The data
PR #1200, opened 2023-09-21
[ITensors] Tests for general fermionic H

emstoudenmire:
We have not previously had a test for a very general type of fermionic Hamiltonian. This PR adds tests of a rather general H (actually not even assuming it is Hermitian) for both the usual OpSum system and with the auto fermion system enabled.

---

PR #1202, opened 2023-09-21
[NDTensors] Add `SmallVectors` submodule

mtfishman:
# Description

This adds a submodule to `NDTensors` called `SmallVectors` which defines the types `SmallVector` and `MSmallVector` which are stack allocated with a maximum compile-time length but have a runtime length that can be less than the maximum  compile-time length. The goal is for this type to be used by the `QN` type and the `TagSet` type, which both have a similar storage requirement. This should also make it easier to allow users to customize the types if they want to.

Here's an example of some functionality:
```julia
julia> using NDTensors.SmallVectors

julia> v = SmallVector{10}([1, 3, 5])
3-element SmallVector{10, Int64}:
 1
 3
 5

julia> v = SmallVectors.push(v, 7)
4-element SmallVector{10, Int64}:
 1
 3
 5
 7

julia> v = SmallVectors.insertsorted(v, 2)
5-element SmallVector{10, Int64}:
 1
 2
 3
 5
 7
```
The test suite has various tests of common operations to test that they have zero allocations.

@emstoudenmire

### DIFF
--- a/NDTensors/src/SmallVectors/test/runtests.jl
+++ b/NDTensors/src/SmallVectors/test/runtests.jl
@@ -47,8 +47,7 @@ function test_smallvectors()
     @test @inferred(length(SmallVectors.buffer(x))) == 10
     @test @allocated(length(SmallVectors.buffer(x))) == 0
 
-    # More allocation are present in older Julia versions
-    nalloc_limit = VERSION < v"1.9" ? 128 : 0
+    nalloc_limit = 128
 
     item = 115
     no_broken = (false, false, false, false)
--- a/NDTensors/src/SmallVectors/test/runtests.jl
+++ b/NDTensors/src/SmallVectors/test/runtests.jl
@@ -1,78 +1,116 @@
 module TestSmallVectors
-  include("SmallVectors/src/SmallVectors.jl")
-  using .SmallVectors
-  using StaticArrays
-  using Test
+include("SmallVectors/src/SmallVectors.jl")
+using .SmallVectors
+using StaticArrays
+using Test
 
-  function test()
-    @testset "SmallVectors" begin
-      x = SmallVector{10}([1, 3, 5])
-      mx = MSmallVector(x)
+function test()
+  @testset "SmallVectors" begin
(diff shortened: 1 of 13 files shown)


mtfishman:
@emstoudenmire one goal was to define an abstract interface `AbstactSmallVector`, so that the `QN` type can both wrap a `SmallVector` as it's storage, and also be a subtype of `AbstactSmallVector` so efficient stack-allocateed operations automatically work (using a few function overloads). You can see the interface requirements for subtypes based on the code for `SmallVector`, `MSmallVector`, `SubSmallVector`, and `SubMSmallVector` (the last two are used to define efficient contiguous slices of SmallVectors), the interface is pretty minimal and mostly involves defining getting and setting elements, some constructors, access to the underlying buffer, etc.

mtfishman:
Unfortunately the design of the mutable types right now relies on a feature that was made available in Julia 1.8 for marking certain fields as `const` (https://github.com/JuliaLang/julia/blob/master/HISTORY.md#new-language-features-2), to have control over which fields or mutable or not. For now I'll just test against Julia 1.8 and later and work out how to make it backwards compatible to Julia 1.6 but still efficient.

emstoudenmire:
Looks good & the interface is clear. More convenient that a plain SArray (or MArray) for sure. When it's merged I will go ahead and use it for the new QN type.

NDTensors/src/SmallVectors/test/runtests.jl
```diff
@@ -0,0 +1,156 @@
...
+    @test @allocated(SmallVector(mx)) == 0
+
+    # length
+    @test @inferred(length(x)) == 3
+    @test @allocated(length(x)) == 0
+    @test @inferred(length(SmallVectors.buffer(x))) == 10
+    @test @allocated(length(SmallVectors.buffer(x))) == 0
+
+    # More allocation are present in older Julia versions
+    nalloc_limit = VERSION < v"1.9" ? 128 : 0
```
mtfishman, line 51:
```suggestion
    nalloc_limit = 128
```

Task objective
What lines above hold the word "older"? Pull each one out.

Task output
-    # More allocation are present in older Julia versions
+    # More allocation are present in older Julia versions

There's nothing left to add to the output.